__MATERIAL FOR THE TASK__:
PR #25580, opened 2020-09-23
feat: add webContents.forcefullyCrashRenderer() to forcefully terminate a renderer process

MarshallOfSound:
Currently the only way to recover a hung renderer is to close the window or manually call `kill ${webContents.getProcessId()}` neither of which is ideal.  This adds a simple new method that aligns with what Chrome does to make killing a webConents in a hung state super easy.

Notes: Added `webContents.forcefullyCrashRenderer()` to forcefully terminate a renderer process to assist with recovering a hung renderer.

### DIFF
--- a/docs/api/web-contents.md
+++ b/docs/api/web-contents.md
@@ -998,6 +998,34 @@ Navigates to the specified offset from the "current entry".
 
 Returns `Boolean` - Whether the renderer process has crashed.
 
+#### `contents.crashProcess()`
+
+Forcefully terminates the renderer process that is currently hosting this
+`webContents`. This will cause the `render-process-gone` event to be emitted
+with the `reason=killed`. Please note that some webContents share renderer
+processes and therefore calling this method may also crash the host process
+for other webContents as well.
+
+Calling `reload()` immediately after calling this
+method will force the reload to occur in a new process. This should be used
+when this process is unstable or unusable, for instance in order to recover
+from the `unresponsive` event.
+
+```js
+contents.on('unresponsive', async () => {
+  const { response } = await dialog.showMessageBox({
+    message: 'App X has become unresponsive',
+    title: 'Do you want to try forcefully reloading the app?',
+    buttons: ['OK', 'Cancel'],
+    cancelId: 1
+  })
+  if (response === 0) {
+    contents.crashProcess()
+    contents.reload()
+  }
+})
+```
+
 #### `contents.setUserAgent(userAgent)`
 
 * `userAgent` String
--- a/docs/api/web-contents.md
+++ b/docs/api/web-contents.md
@@ -998,11 +998,11 @@ Navigates to the specified offset from the "current entry".
 
 Returns `Boolean` - Whether the renderer process has crashed.
 
-#### `contents.crashProcess()`
+#### `contents.forcefullyCrashRenderer()`
 
 Forcefully terminates the renderer process that is currently hosting this
 `webContents`. This will cause the `render-process-gone` event to be emitted
-with the `reason=killed`. Please note that some webContents share renderer
+with the `reason=killed || reason=crashed`. Please note that some webContents share renderer
 processes and therefore calling this method may also crash the host process
 for other webContents as well.
 
@@ -1020,7 +1020,7 @@ contents.on('unresponsive', async () => {
     cancelId: 1
   })
   if (response === 0) {
-    contents.crashProcess()
+    contents.forcefullyCrashRenderer()
     contents.reload()
   }
 })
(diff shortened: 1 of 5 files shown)


shell/browser/api/electron_api_web_contents.cc
```diff
@@ -1757,6 +1758,30 @@ bool WebContents::IsCrashed() const {
...
+  if (rph) {
+#if defined(OS_LINUX) || defined(OS_CHROMEOS)
+    // A generic |CrashDumpHungChildProcess()| is not implemented for Linux.
+    // Instead we send an explicit IPC to crash on the renderer's IO thread.
+    rph->ForceCrash();
+#else
+    // Try to generate a crash report for the hung process.
+    CrashDumpHungChildProcess(rph->GetProcess().Handle());
+    rph->Shutdown(content::RESULT_CODE_HUNG);
+#endif
```
ckerr, line 1781: This implementation is consistent with what's in hung_renderer_view.cc and smells OK in terms of working.

I am wondering though what happens to these crash reports? If these get stored on the user's machine, does it make sense to have API that generates a lot of data files when working as intended?

These crash reports could be a boon for well-maintained apps that have people who mine these reports, but would not be great for less-supported apps iff the crash reports just keep piling up on the user's machine.

docs/api/web-contents.md
```diff
@@ -998,6 +998,34 @@ Navigates to the specified offset from the "current entry".
 
 Returns `Boolean` - Whether the renderer process has crashed.
 
+#### `contents.crashProcess()`
```
ckerr, line 1001: _(nit)_ If we made this method more descriptive about _which_ process is being crashed, the new n ame would be closer to its Chromium counterpart, e.g. `contents.forceCrashRenderer()`

shell/browser/api/electron_api_web_contents.cc
```diff
@@ -2915,6 +2940,7 @@ v8::Local<v8::ObjectTemplate> WebContents::FillObjectTemplate(
       .SetMethod("_goForward", &WebContents::GoForward)
       .SetMethod("_goToOffset", &WebContents::GoToOffset)
       .SetMethod("isCrashed", &WebContents::IsCrashed)
+      .SetMethod("crashProcess", &WebContents::CrashProcess)
```
DongHyunSong, line 2943: nit: could you keep this in alphabetical order?

shell/browser/api/electron_api_web_contents.cc
nornagon: @ckerr for apps that haven't configured crashReporter, no dumps will be generated when crashes occur. https://source.chromium.org/chromium/chromium/src/+/master:components/crash/core/app/crashpad_mac.mm;l=80-81;drc=bc576dbe56e7f97ceb1973c6cd4953afca86f175 the database is only present if `crashReporter.start()` has been called.

spec-main/api-web-contents-spec.ts
```diff
@@ -1245,6 +1245,35 @@ describe('webContents module', () => {
     });
   });
 
+  describe('crash behavior', () => {
+    let w: BrowserWindow;
+    beforeEach(async () => {
+      w = new BrowserWindow({ show: false, webPreferences: { nodeIntegration: true } });
+      await w.loadURL('data:text/html,<h1>Hello, World!</h1>');
```
nornagon, line 1252:
```suggestion
      await w.loadURL('about:blank');
```

should be fine yeah?

spec-main/api-web-contents-spec.ts
```diff
@@ -1245,6 +1245,35 @@ describe('webContents module', () => {
     });
   });
 
+  describe('crash behavior', () => {
+    let w: BrowserWindow;
+    beforeEach(async () => {
+      w = new BrowserWindow({ show: false, webPreferences: { nodeIntegration: true } });
```
nornagon, line 1251: is `nodeIntegration` relevant here?

Perhaps it's worth also testing `sandbox`?

nornagon (approved):

bpasero:
@MarshallOfSound may I ask how and when this method should be used? In VSCode we have always been listening to the `render-process-gone` and `unresponsive` event where we show the user a dialog offering to either "Reload" or "Close" the window. When the user picks "Reload", we do an attempt to set a new URL to the window and for the "Close" case, we actually call `BrowserWindow.destroy()`. 

image

I am trying to understand if I should now use `webContents.forcefullyCrashRenderer` in any of these cases to increase the chances of getting "Reload" or "Close" to work as advertised?

//cc @deepak1556

deepak1556:
@bpasero this is useful in sandbox mode when a reload doesn't necessarily spawn a new process, where you can call this method and then reload to safely put the unresponsive webContents in a new process.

__WHAT NEEDS TO BE DONE__: Nothing but the lines from the top of the entries above through the line with "Currently the only" should be set down, each exactly as written.

__COMPLETED EXERCISE__:
PR #25580, opened 2020-09-23
feat: add webContents.forcefullyCrashRenderer() to forcefully terminate a renderer process

MarshallOfSound:
Currently the only way to recover a hung renderer is to close the window or manually call `kill ${webContents.getProcessId()}` neither of which is ideal.  This adds a simple new method that aligns with what Chrome does to make killing a webConents in a hung state super easy.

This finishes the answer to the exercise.